What you need to do: Restate, word for word, every line of the data.

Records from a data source
+===+

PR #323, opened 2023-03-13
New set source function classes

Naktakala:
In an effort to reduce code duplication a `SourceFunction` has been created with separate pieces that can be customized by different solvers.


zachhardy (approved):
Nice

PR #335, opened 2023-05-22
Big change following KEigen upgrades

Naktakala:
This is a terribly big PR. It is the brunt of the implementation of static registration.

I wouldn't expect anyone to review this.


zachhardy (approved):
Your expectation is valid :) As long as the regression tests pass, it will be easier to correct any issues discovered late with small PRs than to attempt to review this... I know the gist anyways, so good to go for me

+===+

Answer space:
PR #323, opened 2023-03-13
New set source function classes

Naktakala:
In an effort to reduce code duplication a `SourceFunction` has been created with separate pieces that can be customized by different solvers.


zachhardy (approved):
Nice

PR #335, opened 2023-05-22
Big change following KEigen upgrades

Naktakala:
This is a terribly big PR. It is the brunt of the implementation of static registration.

I wouldn't expect anyone to review this.


zachhardy (approved):
Your expectation is valid :) As long as the regression tests pass, it will be easier to correct any issues discovered late with small PRs than to attempt to review this... I know the gist anyways, so good to go for me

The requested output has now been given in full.